Task brief: Pull out every line below that holds the word "their".

Listed records:
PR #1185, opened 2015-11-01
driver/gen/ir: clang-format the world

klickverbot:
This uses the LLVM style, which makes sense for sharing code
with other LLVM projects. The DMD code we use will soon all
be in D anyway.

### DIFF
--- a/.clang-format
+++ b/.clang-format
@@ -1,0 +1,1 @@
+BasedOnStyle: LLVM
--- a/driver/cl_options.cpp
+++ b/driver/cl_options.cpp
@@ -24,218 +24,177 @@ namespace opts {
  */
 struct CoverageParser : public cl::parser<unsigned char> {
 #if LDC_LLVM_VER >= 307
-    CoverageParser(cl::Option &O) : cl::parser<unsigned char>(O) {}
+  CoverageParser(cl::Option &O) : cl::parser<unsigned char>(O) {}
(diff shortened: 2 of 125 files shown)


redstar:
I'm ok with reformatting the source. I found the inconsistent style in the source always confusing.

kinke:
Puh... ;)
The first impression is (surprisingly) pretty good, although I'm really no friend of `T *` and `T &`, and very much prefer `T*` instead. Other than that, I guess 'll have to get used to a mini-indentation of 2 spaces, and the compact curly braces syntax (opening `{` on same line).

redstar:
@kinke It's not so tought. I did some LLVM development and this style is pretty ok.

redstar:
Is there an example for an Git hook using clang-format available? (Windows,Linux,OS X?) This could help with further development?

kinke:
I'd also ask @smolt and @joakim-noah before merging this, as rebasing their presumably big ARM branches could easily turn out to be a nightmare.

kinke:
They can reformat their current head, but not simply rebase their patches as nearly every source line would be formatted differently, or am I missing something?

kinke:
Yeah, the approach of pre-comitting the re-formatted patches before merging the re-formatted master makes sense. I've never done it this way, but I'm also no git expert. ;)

---

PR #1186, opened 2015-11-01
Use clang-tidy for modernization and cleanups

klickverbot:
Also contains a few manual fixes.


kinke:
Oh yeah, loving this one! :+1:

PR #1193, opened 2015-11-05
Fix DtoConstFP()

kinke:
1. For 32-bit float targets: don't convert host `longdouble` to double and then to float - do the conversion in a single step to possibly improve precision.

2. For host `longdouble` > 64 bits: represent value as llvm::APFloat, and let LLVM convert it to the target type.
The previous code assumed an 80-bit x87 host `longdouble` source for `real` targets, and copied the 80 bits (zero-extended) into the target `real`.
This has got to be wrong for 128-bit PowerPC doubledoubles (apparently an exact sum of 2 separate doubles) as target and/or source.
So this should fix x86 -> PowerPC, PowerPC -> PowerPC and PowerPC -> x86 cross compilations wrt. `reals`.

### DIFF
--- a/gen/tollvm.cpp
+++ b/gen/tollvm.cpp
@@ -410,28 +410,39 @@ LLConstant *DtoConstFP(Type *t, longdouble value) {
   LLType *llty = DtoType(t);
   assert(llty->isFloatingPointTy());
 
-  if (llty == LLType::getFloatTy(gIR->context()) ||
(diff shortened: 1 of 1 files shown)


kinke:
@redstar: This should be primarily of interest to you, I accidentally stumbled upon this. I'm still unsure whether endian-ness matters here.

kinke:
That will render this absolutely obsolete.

Completed task:
I'd also ask @smolt and @joakim-noah before merging this, as rebasing their presumably big ARM branches could easily turn out to be a nightmare.
They can reformat their current head, but not simply rebase their patches as nearly every source line would be formatted differently, or am I missing something?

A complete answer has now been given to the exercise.